バイオマス発電の企画を行うサイエンスシード(東京・中央)は、独自開発した技術で、バイオガスの発酵効率を向上させた。同社は熊本県立大学と、高温可溶化菌を使用しメタンガス量を増やす技術を実用化。この技術により、メタンガスの発生量を3割増やすことに成功した。(オルタナS編集長=池田 真隆)

バイオガス発電の仕組み。クリックすると画像が拡大します

同社では、高温可溶化によるメタンガス効率を向上させるために、前処理施設でバイオガス発電に使う原料(食品残渣)を微粉砕し、分解しやすい状態にする。一般的に粉砕後のサイズは1cm程度だが、同社ではミクロン単位までの粉砕が可能だ。

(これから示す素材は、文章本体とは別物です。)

PR #684, opened 2017-06-19
Add MavenPluginSource to load JAR-based plugins into Embulk.

dmikurube:
@muga While it's yet WIP, can you have a quick look at the current implementation?

* `MavenPluginSource`: Not yet done. Almost just a copy from #592.
* `MavenArtifactFinder`: New, almost done and tested. It looks for local Maven artifact in the local file system.
* `TestMavenArtifactFinder`: Tests for `MavenArtifactFinder`. It looks for a dummy Maven artifact in a dummy Maven repository at `embulk-core/src/test/resources/m2.test`.

### DIFF
--- a/embulk-core/src/main/java/org/embulk/plugin/maven/MavenPluginSource.java
+++ b/embulk-core/src/main/java/org/embulk/plugin/maven/MavenPluginSource.java
@@ -97,11 +97,6 @@ public class MavenPluginSource
             throw new PluginSourceNotMatchException(ex);
         }
 
-        if (!pluginInterface.isAssignableFrom(pluginMainClass)) {
-            throw new PluginSourceNotMatchException(
-                "Plugin class \"" + pluginMainClass.getName() + "\" is not a valid " + category + " plugin.");
-        }
-
         final Object pluginMainObject;
         try {
             // Unlike InjectedPluginSource and JRubyPluginSource,
@@ -128,6 +123,10 @@ public class MavenPluginSource
                 }
                 pluginMainObject = new FileOutputRunner(fileOutputPluginMainObject);
             } else {
+                if (!pluginInterface.isAssignableFrom(pluginMainClass)) {
+                    throw new PluginSourceNotMatchException(
+                        "Plugin class \"" + pluginMainClass.getName() + "\" is not a valid " + category + " plugin.");
+                }
                 pluginMainObject = this.injector.getInstance(pluginMainClass);
             }
         }
--- a/embulk-core/src/main/java/org/embulk/plugin/maven/MavenPluginSource.java
+++ b/embulk-core/src/main/java/org/embulk/plugin/maven/MavenPluginSource.java
@@ -5,7 +5,6 @@ import com.google.inject.Injector;
 import java.nio.file.Path;
 import java.nio.file.Paths;
 import org.embulk.plugin.MavenPluginType;
-import org.embulk.plugin.PluginClassLoader;
 import org.embulk.plugin.PluginClassLoaderFactory;
 import org.embulk.plugin.PluginSource;
 import org.embulk.plugin.PluginSourceNotMatchException;
--- a/embulk-core/src/main/java/org/embulk/plugin/maven/MavenPluginSource.java
+++ b/embulk-core/src/main/java/org/embulk/plugin/maven/MavenPluginSource.java
@@ -1,0 +1,143 @@
+package org.embulk.plugin.maven;
+
+import com.google.inject.Inject;
+import com.google.inject.Injector;
+import java.nio.file.Path;
+import java.nio.file.Paths;
+import org.embulk.plugin.MavenPluginType;
+import org.embulk.plugin.PluginClassLoader;
+import org.embulk.plugin.PluginClassLoaderFactory;
+import org.embulk.plugin.PluginSource;
+import org.embulk.plugin.PluginSourceNotMatchException;
+import org.embulk.plugin.PluginType;
+import org.embulk.plugin.jar.JarPluginLoader;
+import org.embulk.plugin.jar.InvalidJarPluginException;
+import org.embulk.spi.DecoderPlugin;
+import org.embulk.spi.EncoderPlugin;
+import org.embulk.spi.ExecutorPlugin;
+import org.embulk.spi.FilterPlugin;
+import org.embulk.spi.FormatterPlugin;
+import org.embulk.spi.GuessPlugin;
+import org.embulk.spi.InputPlugin;
+import org.embulk.spi.OutputPlugin;
+import org.embulk.spi.ParserPlugin;
+
+public class MavenPluginSource
+        implements PluginSource
+{
+    @Inject
+    public MavenPluginSource(Injector injector)
+    {
+        this.injector = injector;
+    }
+
+    @Override
+    public <T> T newPlugin(Class<T> pluginInterface, PluginType pluginType)
+            throws PluginSourceNotMatchException
+    {
+        final String category;
+        if (InputPlugin.class.isAssignableFrom(pluginInterface)) {
+            category = "input";
+        } else if (OutputPlugin.class.isAssignableFrom(pluginInterface)) {
+            category = "output";
+        } else if (ParserPlugin.class.isAssignableFrom(pluginInterface)) {
+            category = "parser";
+        } else if (FormatterPlugin.class.isAssignableFrom(pluginInterface)) {
+            category = "formatter";
+        } else if (DecoderPlugin.class.isAssignableFrom(pluginInterface)) {
+            category = "decoder";
+        } else if (EncoderPlugin.class.isAssignableFrom(pluginInterface)) {
+            category = "encoder";
+        } else if (FilterPlugin.class.isAssignableFrom(pluginInterface)) {
+            category = "filter";
+        } else if (GuessPlugin.class.isAssignableFrom(pluginInterface)) {
+            category = "guess";
+        } else if (ExecutorPlugin.class.isAssignableFrom(pluginInterface)) {
+            category = "executor";
+        } else {
+            // unsupported plugin category
+            throw new PluginSourceNotMatchException("Plugin interface " + pluginInterface + " is not supported.");
+        }
+
+        if (pluginType.getSourceType() != PluginSource.Type.MAVEN) {
+            throw new PluginSourceNotMatchException();
+        }
+        final MavenPluginType mavenPluginType = (MavenPluginType) pluginType;
+
+        final PluginClassLoaderFactory pluginClassLoaderFactory =
+            this.injector.getInstance(PluginClassLoaderFactory.class);
+
+        final MavenArtifactFinder mavenArtifactFinder;
+        try {
+            mavenArtifactFinder = MavenArtifactFinder.create(getLocalMavenRepository());
+        }
+        catch (MavenRepositoryNotFoundException ex) {
+            throw new PluginSourceNotMatchException(ex);
+        }
+
+        final Path jarPath;
+        try {
+            jarPath = mavenArtifactFinder.findMavenArtifactJar(
+                mavenPluginType.getGroup(),
+                "embulk-" + category + "-" + mavenPluginType.getName(),
+                mavenPluginType.getVersion());
+        }
+        catch (MavenArtifactNotFoundException ex) {
+            throw new PluginSourceNotMatchException(ex);
+        }
+
+        final Class pluginMainClass;
+        try (JarPluginLoader loader = JarPluginLoader.load(jarPath, pluginClassLoaderFactory)) {
+            pluginMainClass = loader.getPluginMainClass();
+        }
+        catch (InvalidJarPluginException ex) {
+            throw new PluginSourceNotMatchException(ex);
+        }
+
+        if (!pluginInterface.isAssignableFrom(pluginMainClass)) {
+            throw new PluginSourceNotMatchException(
+                "Invalid plugin: \"" + pluginMainClass.getName() + "\" is not " + category + ".");
+        }
+        // TODO(dmikurube): Inject for each plugin as described in plugin.properties.
+
+        final Object pluginMainObject;
+        try {
+            pluginMainObject = pluginMainClass.newInstance();
+        }
+        catch (InstantiationException ex) {
+            throw new PluginSourceNotMatchException(
+                "Invalid plugin: \"" + pluginMainClass.getName() + "\" not instantiatable.", ex);
+        }
+        catch (IllegalAccessException ex) {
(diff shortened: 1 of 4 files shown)


muga:
@dmikurube Thank you for sharing. The architecture and design are good to me. I just wanted to put my comments here.

- Agree the usage of manifest file and `Embulk-Plugin-Main-Class` as how to find plugin main class.
- Maybe next commit. I'm interested in how `MavenPluginSource` can use `Finder.getMavenPath`.

dmikurube:
@muga Thanks.

* I'm still wondering between `MANIFEST.MF` or `ServiceLoader`. For later simplicity, I'd at least add something like "plugin API version" in `MANIFEST.MF`. `Embulk-Plugin-Main-Class` may be fine for the beginning.
* `getMavenPath` is actually a method in tests. In the main code, this will be `~/.embulk/m2` or from an environment variable.

dmikurube:
Rebased. It's now based on #686.

Not buildable yet.

dmikurube:
Rebased again. It's now on #687.

Order: #686 ==> #687 ==> This (#684; WIP)

dmikurube:
This version is somewhat working.

Tried with: https://github.com/dmikurube/embulk-input-dummyjar/tree/6851dab4c1d832e7b2bb5d13fe7327969c3d5196

```
in:
  type:
    source: maven
    group: org.embulk.input.dummyjar
    name: dummyjar
    version: 0.0.2
out:
  type: stdout
```

```
$ ls -R1 ~/.embulk/m2
repository

~/.embulk/m2/repository:
org

~/.embulk/m2/repository/org:
embulk

~/.embulk/m2/repository/org/embulk:
input

~/.embulk/m2/repository/org/embulk/input:
dummyjar

~/.embulk/m2/repository/org/embulk/input/dummyjar:
embulk-input-dummyjar

~/.embulk/m2/repository/org/embulk/input/dummyjar/embulk-input-dummyjar:
0.0.2

~/.embulk/m2/repository/org/embulk/input/dummyjar/embulk-input-dummyjar/0.0.2:
embulk-input-dummyjar-0.0.2.jar
embulk-input-dummyjar-0.0.2.jar.sha1
embulk-input-dummyjar-0.0.2.pom
embulk-input-dummyjar-0.0.2.pom.sha1
```

```
$ jar tvf ~/.embulk/m2/repository/org/embulk/input/dummyjar/embulk-input-dummyjar/0.0.2/embulk-input-dummyjar-0.0.2.jar
     0 Wed Jun 21 18:58:04 JST 2017 META-INF/
   247 Wed Jun 21 18:46:16 JST 2017 META-INF/MANIFEST.MF
     0 Wed Apr 05 17:06:58 JST 2017 org/
     0 Wed Apr 05 17:06:58 JST 2017 org/embulk/
     0 Wed Apr 05 17:06:58 JST 2017 org/embulk/input/
     0 Wed Jun 21 18:58:04 JST 2017 org/embulk/input/dummyjar/
   281 Wed Jun 21 18:58:04 JST 2017 org/embulk/input/dummyjar/DummyjarInputPlugin$PluginTask.class
  4024 Wed Jun 21 18:58:04 JST 2017 org/embulk/input/dummyjar/DummyjarInputPlugin.class
   112 Wed Jun 21 18:58:04 JST 2017 plugin.properties
```

```
$ unzip -q -c ~/.embulk/m2/repository/org/embulk/input/dummyjar/embulk-input-dummyjar/0.0.2/embulk-input-dummyjar-0.0.2.jar META-INF/MANIFEST.MF
Manifest-Version: 1.0
Implementation-Title: embulk-input-dummyjar
Implementation-Version: 0.0.2
Embulk-Plugin-Spi-Version: 0
Embulk-Plugin-Main-Class: org.embulk.input.dummyjar.DummyjarInputPlugi
 n
Embulk-Plugin-Security-Policy: runtime

```

(`Embulk-Plugin-Security-Policy` and `plugin.properties` are not used.)

muga:
Great!!

dmikurube:
@muga After a small fix ebbc464, the PR is now ready to review. Can you have a look?

embulk-core/src/main/java/org/embulk/plugin/maven/MavenPluginSource.java
```diff
@@ -0,0 +1,168 @@
+package org.embulk.plugin.maven;
+
+import com.google.inject.Inject;
+import com.google.inject.Injector;
+import java.nio.file.Path;
+import java.nio.file.Paths;
+import org.embulk.plugin.MavenPluginType;
+import org.embulk.plugin.PluginClassLoader;
```
muga: minor: It is not used so, we can remove it.

embulk-core/src/main/java/org/embulk/plugin/maven/MavenPluginSource.java
```diff
@@ -0,0 +1,168 @@
...
+        }
+
+        if (!pluginInterface.isAssignableFrom(pluginMainClass)) {
+            throw new PluginSourceNotMatchException(
+                "Plugin class \"" + pluginMainClass.getName() + "\" is not a valid " + category + " plugin.");
+        }
+
+        final Object pluginMainObject;
+        try {
+            pluginMainObject = pluginMainClass.newInstance();
```
muga: Since all plugins don't have non-argument constructor, it's better to use `injector.newInstance`. And I think that it needs to wrap the instance with `FileInputRunner` or `FileOutputRunner` if the plugin is based on file based plugin. It seems that `InjectedPluginSource.registerPluginTo` method implementation can be helpful.

embulk-core/src/main/java/org/embulk/plugin/maven/MavenPluginSource.java
```diff
@@ -0,0 +1,168 @@
...
+    }
+
+    private Path getLocalMavenRepository()
+            throws PluginSourceNotMatchException
+    {
+        String env;
+        try {
+            env = System.getenv("M2_REPO");
+        }
+        catch (NullPointerException | SecurityException ex) {
```
muga: minor: since non-null value is explicitly passed to `System.getenv` so, `NullPointerException` never happens?:-)

embulk-core/src/main/java/org/embulk/plugin/maven/MavenPluginSource.java
dmikurube: Done.

embulk-core/src/main/java/org/embulk/plugin/maven/MavenPluginSource.java
dmikurube: Ah, exactly. But let me keep this not to forget in case we make it a kind of variables in the future. (E.g. from multiple environment variables, or else.)

embulk-core/src/main/java/org/embulk/plugin/maven/MavenPluginSource.java
dmikurube: Ah, got it. Fixing it with checking other PluginSources.

dmikurube: @muga 
1. Can I see example(s) of non-argument constructors? I'm not very sure when non-argument constructors are used.
2. I understand the "arguments" are passed through Guice, right?

muga: Good point. Yes, "arguments" needs to be passed though Guice. We might not have any document to explain that. That's no good. 
* https://github.com/embulk/embulk/blob/master/embulk-core/src/main/java/org/embulk/exec/LocalExecutorPlugin.java#L42
* https://github.com/embulk/embulk-executor-mapreduce/blob/master/embulk-executor-mapreduce/src/main/java/org/embulk/executor/mapreduce/MapReduceExecutor.java#L70

embulk-core/src/main/java/org/embulk/plugin/maven/MavenPluginSource.java
muga: ok, understand.

embulk-core/src/main/java/org/embulk/plugin/maven/MavenPluginSource.java
dmikurube: @muga Thanks. Okay, executor plugins want SystemConfig... Got it.

Btw, for `FileInputRunner` or `FileOutputRunner`, is it really a role of `newPlugin` ? Looking in `InjectedPluginSource`, `InjectedPluginSource#newPlugin` does not do that. `StandardPluginModule` do that separately. 

The same in `JRubyPluginSource`. `JRubyPluginSource#newPlugin` only loads with the given type as well (`/lib/embulk/plugin.rb`:`new_java_*`), and file-based ones are wrapped in "registration" which is called at plugin's `lib/embulk/*.rb` such as https://github.com/embulk/embulk-input-s3/blob/master/embulk-input-s3/lib/embulk/input/s3.rb.

Hmm, where is should be "register"ed...?

muga: I'm sorry to your confused. I don't think that `MavenPluginSource#newPlugin` might not need to register a plugin factory`. But, I think that it might need to create plugin instances by `PluginFactory` or similar factory. Then, it might wrap them by `FileInputRunner` or `FileOutputRunner` if needed. How do you think about them?

dmikurube: @muga Hmm, my question meant:

* `InjectedPluginSource#newPlugin` returns raw `FileInputPlugin` or `FileOutputPlugin`, and wrapping is done in another location.
* If we do that wrapping in `MavenPluginSource#newPlugin`, `MavenPluginSource#newPlugin` returns wrapped `FileInputRunner` or `FileOutputRunner`.

Does not this asynchronicity cause any problems?

dmikurube: Ah, I might be misunderstanding. May `InjectedPluginSource#newPlugin" be returning `FileInputRunner` (`InputPlugin`) which has already been converted and "register"ed?

I firstly thought the calling order is `newPlugin` => some `register`, but is it actually some `register` (with conversion to `InputPlugin`) => `newPlugin`?

muga: I was confusing.. We should've checked `JRubyPluginSource` instead of `InjectedPluginSource`. Because `MavenPluginSource` is similar to `JRubyPluginSource`. I confirmed how Embulk loads S3InputPlugin in Embulk. 

1. lib/embulk/runner.rb calls `EmbulkEmbed#run`.
2. calls `BulkLoader#run`, and `doRun`.
3. calls `Exec#newPlugin`, and `PluginManager#newPlugin`.
4. calls `JRubyPluginSource#newPlugin`
5. calls `lib/embulk/plugin.rb`, Ruby's `PluginManager#new_java_input`.
6. calls `lib/embulk/plugin_registry.rb`'s `lookup`, `search`, and `require_and_show`.
7. calls `lib/embulk/input/s3.rb`'s `JavaPlugin#register_input`. 
8. calls `lib/embulk/plugin.rb` `register_java_input`, `register_java_plugin`.
9. calls `found.last.from_java(klass)`, file_input_plugin.rb's `from_java`.
10. calls `@registries[category].register(type, adapted)` to register it.
11. After `lookup` method call, plugin.rb's `new_java_input` calls `new_java` to create `FileInputRunner`.

muga: According to the behavior of plugin loading and registering by `JRubyPluginSource`, `MavenPluginSource` also needs to 
1. load plugins
2. create plugin instances after loading. If the plugin is file basis, wrap `FileInputRunner` or `FileOutputRunner`.

dmikurube: Yeah, I now find that those `register` methods are:

* For `InjectedPluginSource` called from the initial Guice module:
    1. instantiating the plugin class,
    2. wrapping with `File*Runner` if needed, and
    3. registering for `InjectedPluginSource.PluginFactory` in  Guice so that `InjectedPluginSource#newPlugin` can find the plugin instance.
* For `JRubyPluginSource` called from `JRubyPluginSource#newPlugin`:
    1. instantiating the plugin class,
    2. wrapping with `File*Runner` if needed, and
    3. registering for `Embulk::PluginRegistry` in Ruby so that `JRubyPluginSource#newPlugin` can find the plugin instance.

In analogy with them, Maven-based plugin instances may need to be registered somewhere so that `MavenPluginSource#newPlugin` can find the instance.

But in case of `JRubyPluginSource`, that `register` is called from `newPlugin` to be used in `newPlugin`... "Registration" is done at the same time with `newPlugin`. Okay, therefore, it'd be okay to instantiate and wrap them with `File*Runner` in `MavenPluginSource#newPlugin`.

Sorry about that. I was also confused. Will be implementing that part...

dmikurube:
@muga Finally, fixed for https://github.com/embulk/embulk/pull/684#discussion_r123640201 at https://github.com/embulk/embulk/pull/684/commits/6ba77edb7b9731a659f228324f72deab5c1ab71b. Can you have another look?

embulk-core/src/main/java/org/embulk/plugin/maven/MavenPluginSource.java
```diff
@@ -0,0 +1,187 @@
...
+
+        if (!pluginInterface.isAssignableFrom(pluginMainClass)) {
+            throw new PluginSourceNotMatchException(
+                "Plugin class \"" + pluginMainClass.getName() + "\" is not a valid " + category + " plugin.");
+        }
+
+        final Object pluginMainObject;
+        try {
+            // Unlike InjectedPluginSource and JRubyPluginSource,
+            // MavenPluginSource does not have "registration" before creating an instance of the plugin class.
```
muga: One question: Why did not you register a plugin factory? I think that the registration is useful as cache. For example, `s3` output plugin is possibly instantiated as both of actual output plugin and logging plugin. The cache might enable reducing time of a plugin load (search and create).

dmikurube: @muga 
> For example, s3 output plugin is possibly instantiated as both of actual output plugin and logging plugin.

I don't think so. AFAIR, the logging plugin using the s3 plugin may contain the s3 plugin in itself, or at least, loaded separately from the original s3 plugin. Before all, plugins are loaded separately with separate ClassLoaders, right?

muga: Ah I see, right. Thank you for explaining.

dmikurube:
Thanks! Merging this finally.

同社のもう一つの特徴が、排水処理設備にある。バイオガスプラントでは発酵したバイオガスの「残渣」として消化液が発生する。この消化液は、高濃度で分解が難しく、バイオガスプラントの課題の一つだった。同社は蒸発式技術(エバポレーター式ピュアウォータ)を導入し、一般河川への直接放流を可能にした。

サイエンスシード社の独自開発技術

同社は2015年に創業。中島晋也社長が、熊本県立大学大学院で環境共生学を学び、その後、起業した。バイオガス発電の計画や機器選定や調達業務を行う。バイオガス発電は食品残渣を原料にするので、「食品ロスの削減」と「二酸化炭素の排出量の削減」を同時に解決できるのが強みだ。

一方で、普及への障害もある。食品廃棄物や家畜糞尿を扱うため悪臭などにより、地域住民からの理解を得られなかったり、排水による環境汚染という問題もある。そこで、サイエンスシードでは、これらの課題を解決する形でバイオガス発電の企画を行う。

同社の特徴は3つある。一つ目は、施設の近くにある食品工場と契約を結び、その工場から出る食品残渣を原料に取り扱う。これにより収集運搬に掛かる二酸化炭素の排出を減らした。

二つ目は、環境への配慮だ。独自の排水処理設備により、河川にも直接放流して問題ない排水機能を持つ。これにより、地域住民からの理解を得られやすくしている。